(What you are asked to do):
Which of the lines below holds the string "andrzejnovak"? Copy every line that does.

(Records provided):
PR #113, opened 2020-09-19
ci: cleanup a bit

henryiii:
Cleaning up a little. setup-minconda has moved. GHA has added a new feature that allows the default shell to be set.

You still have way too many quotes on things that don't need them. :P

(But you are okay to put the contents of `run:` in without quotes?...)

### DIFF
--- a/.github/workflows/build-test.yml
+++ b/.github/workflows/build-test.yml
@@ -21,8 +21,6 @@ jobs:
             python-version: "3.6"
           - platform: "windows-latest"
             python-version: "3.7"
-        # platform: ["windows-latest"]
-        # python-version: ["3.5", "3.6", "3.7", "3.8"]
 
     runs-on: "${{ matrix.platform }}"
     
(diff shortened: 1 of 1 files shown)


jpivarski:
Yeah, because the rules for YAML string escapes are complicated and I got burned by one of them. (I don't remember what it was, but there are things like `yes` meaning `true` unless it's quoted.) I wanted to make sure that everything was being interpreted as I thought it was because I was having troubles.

...

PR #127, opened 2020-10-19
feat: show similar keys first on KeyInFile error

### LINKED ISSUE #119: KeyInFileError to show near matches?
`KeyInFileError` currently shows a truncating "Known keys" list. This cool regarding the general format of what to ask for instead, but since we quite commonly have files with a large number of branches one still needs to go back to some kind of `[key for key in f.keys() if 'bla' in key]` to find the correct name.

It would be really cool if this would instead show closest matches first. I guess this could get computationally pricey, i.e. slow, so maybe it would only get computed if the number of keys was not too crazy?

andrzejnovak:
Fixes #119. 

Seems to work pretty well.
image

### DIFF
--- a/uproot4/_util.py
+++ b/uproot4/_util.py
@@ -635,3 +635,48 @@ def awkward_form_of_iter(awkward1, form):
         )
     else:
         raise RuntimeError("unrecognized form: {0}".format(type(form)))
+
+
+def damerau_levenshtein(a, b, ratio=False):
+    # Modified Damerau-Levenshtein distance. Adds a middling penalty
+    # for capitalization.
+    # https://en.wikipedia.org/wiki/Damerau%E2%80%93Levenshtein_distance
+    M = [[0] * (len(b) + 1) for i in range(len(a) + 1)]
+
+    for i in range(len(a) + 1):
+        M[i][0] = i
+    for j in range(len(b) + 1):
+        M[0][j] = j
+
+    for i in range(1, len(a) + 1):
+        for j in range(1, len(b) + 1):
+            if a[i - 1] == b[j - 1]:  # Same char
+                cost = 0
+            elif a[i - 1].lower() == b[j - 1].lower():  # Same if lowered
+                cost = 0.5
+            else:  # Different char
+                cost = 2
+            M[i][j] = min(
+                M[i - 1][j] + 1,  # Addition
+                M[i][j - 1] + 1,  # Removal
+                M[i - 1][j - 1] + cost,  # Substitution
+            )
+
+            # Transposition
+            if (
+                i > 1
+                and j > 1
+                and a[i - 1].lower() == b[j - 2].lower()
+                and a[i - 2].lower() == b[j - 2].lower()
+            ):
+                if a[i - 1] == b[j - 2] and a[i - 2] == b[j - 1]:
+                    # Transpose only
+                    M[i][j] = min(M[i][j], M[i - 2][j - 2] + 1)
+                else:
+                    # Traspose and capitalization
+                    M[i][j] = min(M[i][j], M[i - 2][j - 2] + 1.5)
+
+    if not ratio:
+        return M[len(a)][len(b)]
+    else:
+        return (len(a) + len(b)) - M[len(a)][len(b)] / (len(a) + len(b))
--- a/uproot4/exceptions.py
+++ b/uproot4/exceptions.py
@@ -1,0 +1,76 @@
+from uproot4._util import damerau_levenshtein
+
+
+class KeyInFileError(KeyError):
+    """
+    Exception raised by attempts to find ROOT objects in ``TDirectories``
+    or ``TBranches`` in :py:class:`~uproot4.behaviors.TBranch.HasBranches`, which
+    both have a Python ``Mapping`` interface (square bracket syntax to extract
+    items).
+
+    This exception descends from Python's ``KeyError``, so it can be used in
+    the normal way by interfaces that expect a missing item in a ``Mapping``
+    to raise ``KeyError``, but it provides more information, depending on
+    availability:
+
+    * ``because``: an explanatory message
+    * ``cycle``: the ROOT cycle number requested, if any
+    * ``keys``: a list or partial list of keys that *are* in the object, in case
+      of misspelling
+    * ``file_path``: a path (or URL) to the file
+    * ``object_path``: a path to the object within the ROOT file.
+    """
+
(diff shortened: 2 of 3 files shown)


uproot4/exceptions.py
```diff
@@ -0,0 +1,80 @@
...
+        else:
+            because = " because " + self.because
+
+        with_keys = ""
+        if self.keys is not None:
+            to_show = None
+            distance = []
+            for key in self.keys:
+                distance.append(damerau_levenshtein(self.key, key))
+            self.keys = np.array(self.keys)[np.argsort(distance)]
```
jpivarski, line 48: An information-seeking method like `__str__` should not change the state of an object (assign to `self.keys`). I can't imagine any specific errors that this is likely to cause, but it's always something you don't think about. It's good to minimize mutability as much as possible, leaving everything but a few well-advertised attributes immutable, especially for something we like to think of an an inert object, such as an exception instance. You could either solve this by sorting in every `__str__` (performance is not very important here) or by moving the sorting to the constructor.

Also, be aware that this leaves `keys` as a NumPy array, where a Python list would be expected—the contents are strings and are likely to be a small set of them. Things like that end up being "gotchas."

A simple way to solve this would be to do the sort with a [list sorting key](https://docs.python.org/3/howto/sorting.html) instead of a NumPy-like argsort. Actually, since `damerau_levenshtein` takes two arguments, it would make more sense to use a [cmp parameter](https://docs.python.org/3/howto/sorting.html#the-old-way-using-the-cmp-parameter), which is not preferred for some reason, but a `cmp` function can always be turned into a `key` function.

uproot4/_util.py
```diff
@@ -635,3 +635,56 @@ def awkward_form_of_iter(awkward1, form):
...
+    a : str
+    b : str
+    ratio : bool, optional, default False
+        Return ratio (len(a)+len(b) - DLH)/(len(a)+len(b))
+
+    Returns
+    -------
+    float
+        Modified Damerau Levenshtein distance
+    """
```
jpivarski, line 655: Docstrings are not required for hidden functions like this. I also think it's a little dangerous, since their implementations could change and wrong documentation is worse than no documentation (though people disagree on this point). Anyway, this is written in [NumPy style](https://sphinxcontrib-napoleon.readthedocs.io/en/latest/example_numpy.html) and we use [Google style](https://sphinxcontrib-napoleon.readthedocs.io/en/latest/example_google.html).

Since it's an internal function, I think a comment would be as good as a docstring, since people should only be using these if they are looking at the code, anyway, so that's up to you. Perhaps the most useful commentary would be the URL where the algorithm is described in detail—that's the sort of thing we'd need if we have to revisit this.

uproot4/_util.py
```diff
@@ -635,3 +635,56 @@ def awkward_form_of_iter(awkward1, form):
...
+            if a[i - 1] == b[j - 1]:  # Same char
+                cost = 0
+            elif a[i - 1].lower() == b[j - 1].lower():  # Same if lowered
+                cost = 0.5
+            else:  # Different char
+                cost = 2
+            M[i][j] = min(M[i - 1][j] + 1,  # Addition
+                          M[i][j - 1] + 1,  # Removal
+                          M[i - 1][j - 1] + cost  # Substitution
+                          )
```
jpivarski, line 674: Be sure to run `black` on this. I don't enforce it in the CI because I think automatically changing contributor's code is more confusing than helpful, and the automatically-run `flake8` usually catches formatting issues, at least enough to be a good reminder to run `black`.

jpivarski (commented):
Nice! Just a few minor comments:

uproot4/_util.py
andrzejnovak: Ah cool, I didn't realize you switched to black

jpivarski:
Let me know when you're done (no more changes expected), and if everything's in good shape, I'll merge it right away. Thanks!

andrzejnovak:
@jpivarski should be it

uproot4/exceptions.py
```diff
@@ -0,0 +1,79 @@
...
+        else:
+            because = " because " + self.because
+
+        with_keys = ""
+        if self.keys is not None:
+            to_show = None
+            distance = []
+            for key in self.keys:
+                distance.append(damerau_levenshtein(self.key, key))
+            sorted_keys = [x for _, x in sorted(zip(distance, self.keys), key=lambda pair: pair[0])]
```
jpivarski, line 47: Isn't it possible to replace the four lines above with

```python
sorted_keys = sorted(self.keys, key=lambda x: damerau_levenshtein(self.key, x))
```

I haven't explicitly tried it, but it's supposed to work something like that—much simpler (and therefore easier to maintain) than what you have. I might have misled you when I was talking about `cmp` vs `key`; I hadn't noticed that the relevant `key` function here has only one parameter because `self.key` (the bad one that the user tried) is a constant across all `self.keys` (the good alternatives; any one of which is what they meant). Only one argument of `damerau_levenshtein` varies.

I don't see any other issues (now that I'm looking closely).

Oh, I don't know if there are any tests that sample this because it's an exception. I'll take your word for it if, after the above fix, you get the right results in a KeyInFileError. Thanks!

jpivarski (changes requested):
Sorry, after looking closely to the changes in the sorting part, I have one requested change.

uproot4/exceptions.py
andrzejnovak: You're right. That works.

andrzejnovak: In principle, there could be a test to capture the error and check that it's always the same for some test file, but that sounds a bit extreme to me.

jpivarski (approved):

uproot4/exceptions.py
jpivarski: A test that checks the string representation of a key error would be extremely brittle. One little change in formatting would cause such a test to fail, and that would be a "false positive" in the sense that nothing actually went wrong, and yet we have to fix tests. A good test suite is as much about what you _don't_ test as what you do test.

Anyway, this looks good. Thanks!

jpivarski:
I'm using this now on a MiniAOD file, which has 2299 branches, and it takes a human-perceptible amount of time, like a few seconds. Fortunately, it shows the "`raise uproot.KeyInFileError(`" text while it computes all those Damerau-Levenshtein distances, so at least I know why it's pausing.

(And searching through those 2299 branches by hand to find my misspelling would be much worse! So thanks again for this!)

...

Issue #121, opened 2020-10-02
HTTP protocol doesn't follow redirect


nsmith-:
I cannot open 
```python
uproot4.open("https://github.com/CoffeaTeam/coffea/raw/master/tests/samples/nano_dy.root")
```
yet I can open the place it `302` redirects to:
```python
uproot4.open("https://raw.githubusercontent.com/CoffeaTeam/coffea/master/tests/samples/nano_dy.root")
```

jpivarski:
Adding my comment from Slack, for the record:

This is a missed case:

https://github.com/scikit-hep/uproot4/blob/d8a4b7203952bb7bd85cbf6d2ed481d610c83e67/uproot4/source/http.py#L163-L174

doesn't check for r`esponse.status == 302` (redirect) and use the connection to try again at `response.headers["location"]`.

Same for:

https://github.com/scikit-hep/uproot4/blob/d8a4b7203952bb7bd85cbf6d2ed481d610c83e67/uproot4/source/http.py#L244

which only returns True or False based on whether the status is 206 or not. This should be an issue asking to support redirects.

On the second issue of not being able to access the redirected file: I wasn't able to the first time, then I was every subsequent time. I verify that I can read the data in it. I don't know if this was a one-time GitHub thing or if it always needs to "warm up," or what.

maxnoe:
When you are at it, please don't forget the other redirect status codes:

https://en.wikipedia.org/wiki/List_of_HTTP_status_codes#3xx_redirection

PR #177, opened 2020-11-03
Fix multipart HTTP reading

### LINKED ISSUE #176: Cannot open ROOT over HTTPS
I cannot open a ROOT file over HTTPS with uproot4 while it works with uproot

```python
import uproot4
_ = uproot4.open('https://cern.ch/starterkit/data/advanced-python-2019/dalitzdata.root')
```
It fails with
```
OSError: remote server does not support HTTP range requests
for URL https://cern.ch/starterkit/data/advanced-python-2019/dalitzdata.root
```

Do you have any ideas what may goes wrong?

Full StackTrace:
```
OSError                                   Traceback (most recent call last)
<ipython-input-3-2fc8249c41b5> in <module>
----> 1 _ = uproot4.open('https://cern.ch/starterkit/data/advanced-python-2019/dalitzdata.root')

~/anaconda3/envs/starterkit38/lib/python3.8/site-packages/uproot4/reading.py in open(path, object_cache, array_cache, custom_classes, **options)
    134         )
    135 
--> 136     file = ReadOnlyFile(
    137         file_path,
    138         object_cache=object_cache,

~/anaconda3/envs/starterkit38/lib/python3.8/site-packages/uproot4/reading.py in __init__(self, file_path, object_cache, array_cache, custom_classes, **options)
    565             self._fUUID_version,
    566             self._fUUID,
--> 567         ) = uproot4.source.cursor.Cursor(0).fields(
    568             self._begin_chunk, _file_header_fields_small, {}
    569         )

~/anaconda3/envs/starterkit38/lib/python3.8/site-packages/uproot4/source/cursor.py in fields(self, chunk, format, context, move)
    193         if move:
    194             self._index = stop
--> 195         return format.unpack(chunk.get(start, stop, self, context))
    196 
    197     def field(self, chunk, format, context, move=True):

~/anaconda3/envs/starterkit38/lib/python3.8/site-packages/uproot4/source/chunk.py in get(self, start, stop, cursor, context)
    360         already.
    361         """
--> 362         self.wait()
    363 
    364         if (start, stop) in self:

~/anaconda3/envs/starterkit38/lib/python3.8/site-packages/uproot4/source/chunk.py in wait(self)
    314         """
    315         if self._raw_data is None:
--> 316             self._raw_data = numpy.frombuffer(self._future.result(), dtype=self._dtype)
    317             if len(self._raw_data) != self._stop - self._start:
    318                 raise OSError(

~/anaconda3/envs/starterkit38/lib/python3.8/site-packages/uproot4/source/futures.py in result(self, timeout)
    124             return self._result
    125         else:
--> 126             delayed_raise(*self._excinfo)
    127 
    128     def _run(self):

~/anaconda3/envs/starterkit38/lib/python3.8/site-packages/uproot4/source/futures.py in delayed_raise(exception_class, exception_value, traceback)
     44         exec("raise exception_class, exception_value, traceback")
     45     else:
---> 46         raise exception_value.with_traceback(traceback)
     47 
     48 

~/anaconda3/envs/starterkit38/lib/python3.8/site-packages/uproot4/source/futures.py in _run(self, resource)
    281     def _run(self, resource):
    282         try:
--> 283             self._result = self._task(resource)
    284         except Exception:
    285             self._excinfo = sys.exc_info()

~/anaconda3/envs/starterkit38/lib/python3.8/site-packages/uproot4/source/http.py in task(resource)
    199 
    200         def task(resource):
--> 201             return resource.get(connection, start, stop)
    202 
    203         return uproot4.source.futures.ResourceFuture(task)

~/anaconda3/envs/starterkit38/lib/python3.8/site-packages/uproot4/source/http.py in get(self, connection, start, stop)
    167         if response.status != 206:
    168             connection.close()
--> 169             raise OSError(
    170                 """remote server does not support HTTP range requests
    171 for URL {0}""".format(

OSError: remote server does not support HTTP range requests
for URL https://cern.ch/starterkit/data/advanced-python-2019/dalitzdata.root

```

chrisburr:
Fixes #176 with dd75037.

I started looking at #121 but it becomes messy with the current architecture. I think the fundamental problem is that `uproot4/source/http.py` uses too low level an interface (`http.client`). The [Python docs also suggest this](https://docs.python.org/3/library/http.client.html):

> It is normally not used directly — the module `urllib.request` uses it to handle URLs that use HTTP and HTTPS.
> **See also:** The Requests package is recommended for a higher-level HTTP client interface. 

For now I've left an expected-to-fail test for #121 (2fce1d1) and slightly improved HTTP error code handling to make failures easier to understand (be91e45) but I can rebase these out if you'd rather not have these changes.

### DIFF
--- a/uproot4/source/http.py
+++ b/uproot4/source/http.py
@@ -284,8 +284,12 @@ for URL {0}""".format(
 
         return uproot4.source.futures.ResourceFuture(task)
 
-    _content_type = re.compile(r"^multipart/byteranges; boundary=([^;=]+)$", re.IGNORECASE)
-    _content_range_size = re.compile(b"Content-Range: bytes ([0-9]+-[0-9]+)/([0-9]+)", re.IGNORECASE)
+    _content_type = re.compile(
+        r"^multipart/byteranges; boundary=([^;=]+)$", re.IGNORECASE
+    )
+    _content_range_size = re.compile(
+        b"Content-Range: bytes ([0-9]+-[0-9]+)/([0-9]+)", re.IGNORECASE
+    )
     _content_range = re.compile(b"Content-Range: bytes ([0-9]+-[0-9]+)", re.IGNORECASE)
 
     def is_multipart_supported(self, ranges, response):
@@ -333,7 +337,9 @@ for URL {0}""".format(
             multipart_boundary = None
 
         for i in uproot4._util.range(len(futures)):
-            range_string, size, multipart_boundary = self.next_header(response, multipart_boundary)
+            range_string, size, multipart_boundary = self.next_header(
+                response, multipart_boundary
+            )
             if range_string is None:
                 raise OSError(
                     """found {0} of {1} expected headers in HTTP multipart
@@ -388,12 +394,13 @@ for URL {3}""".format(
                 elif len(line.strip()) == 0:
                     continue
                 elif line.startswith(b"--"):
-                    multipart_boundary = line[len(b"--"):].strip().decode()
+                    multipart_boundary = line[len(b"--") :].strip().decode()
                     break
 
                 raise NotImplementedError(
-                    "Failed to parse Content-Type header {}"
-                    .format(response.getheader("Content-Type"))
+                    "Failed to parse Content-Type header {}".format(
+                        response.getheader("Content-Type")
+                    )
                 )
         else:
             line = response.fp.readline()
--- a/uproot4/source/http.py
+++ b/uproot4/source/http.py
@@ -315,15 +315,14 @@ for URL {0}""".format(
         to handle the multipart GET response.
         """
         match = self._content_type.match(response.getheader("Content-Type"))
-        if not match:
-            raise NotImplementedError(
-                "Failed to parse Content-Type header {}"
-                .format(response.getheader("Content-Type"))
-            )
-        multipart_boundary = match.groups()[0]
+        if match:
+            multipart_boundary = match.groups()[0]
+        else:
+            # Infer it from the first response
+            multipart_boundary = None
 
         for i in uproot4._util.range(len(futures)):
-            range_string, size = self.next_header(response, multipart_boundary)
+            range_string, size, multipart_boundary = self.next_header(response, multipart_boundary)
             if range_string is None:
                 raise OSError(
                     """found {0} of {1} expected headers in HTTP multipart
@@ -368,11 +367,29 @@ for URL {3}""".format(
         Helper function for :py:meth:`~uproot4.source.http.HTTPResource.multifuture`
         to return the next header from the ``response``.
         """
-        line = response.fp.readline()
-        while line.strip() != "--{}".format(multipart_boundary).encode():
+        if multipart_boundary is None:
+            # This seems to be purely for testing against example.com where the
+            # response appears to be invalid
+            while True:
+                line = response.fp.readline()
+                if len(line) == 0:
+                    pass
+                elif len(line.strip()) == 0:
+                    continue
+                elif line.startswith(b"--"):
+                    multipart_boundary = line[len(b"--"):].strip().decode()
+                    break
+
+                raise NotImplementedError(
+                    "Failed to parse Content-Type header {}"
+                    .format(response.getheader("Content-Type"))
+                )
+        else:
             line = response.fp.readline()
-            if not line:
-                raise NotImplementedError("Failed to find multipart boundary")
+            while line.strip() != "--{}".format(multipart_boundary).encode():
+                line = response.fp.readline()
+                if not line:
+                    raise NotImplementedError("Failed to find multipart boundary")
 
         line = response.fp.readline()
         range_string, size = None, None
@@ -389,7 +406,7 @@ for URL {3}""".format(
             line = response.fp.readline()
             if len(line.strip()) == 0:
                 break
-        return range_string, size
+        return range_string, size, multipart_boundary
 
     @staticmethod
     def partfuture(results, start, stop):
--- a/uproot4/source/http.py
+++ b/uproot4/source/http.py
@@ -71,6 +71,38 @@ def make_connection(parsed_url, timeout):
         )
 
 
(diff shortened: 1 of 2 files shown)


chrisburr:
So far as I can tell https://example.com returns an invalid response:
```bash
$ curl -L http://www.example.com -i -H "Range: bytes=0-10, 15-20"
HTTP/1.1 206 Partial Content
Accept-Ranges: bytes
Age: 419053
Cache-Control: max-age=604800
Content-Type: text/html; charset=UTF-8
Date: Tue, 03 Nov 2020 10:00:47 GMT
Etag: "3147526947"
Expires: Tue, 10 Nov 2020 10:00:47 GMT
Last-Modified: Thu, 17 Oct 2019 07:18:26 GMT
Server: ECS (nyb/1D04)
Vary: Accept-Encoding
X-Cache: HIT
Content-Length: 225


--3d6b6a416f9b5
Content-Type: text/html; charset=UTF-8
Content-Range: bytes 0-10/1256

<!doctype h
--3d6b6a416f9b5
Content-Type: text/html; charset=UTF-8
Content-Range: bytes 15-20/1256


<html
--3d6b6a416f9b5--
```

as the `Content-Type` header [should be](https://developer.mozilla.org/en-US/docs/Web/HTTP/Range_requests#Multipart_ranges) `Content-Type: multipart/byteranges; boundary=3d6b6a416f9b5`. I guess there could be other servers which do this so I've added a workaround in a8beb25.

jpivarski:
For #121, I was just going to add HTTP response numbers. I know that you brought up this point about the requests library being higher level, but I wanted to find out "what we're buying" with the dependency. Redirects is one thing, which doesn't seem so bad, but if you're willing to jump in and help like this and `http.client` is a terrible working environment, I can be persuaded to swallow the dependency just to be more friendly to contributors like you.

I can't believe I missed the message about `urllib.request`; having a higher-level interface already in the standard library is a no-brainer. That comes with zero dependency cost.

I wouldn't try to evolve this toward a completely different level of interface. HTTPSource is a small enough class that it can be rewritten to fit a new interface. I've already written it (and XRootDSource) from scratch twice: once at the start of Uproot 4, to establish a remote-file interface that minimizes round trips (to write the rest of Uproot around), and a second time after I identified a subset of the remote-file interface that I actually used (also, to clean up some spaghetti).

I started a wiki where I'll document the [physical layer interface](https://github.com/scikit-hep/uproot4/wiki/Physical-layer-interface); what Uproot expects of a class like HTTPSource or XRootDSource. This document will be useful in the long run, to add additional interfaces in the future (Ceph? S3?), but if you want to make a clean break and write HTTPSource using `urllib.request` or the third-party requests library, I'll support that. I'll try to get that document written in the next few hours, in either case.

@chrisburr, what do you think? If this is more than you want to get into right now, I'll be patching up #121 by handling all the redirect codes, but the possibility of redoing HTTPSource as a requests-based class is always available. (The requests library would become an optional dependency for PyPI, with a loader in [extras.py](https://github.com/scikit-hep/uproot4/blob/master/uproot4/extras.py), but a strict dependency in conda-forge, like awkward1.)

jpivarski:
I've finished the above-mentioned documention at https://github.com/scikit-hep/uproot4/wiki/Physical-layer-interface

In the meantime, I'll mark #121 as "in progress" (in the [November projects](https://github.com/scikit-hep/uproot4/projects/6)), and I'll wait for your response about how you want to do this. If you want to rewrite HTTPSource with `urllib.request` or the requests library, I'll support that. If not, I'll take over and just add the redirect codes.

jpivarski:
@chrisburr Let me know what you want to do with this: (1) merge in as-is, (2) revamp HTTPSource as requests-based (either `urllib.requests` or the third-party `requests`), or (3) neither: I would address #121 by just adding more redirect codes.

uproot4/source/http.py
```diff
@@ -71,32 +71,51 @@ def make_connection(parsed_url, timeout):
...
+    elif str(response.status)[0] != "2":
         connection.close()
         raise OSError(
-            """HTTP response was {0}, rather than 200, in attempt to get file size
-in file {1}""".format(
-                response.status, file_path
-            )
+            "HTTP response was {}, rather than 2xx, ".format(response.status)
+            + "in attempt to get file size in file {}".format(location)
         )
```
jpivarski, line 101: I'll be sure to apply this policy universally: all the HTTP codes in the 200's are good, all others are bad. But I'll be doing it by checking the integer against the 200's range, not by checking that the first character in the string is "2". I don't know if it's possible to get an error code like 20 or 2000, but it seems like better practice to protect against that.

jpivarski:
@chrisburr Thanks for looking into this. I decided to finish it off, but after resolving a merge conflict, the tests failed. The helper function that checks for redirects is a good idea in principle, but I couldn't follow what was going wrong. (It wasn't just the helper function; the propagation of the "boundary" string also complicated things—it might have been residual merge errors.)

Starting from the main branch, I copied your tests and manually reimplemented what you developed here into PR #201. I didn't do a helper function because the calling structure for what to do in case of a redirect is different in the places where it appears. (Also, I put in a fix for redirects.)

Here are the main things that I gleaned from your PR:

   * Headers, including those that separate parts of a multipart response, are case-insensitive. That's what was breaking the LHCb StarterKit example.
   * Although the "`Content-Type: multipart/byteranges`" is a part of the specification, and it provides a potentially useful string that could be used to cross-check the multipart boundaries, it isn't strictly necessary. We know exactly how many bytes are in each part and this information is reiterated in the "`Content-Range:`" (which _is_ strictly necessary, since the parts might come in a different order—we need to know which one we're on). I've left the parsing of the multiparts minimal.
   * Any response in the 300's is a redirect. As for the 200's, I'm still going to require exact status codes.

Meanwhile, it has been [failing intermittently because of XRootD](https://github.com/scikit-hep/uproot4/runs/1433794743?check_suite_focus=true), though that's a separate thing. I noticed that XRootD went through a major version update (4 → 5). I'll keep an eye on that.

(Response):
andrzejnovak:
andrzejnovak: Ah cool, I didn't realize you switched to black
andrzejnovak:
andrzejnovak: You're right. That works.
andrzejnovak: In principle, there could be a test to capture the error and check that it's always the same for some test file, but that sounds a bit extreme to me.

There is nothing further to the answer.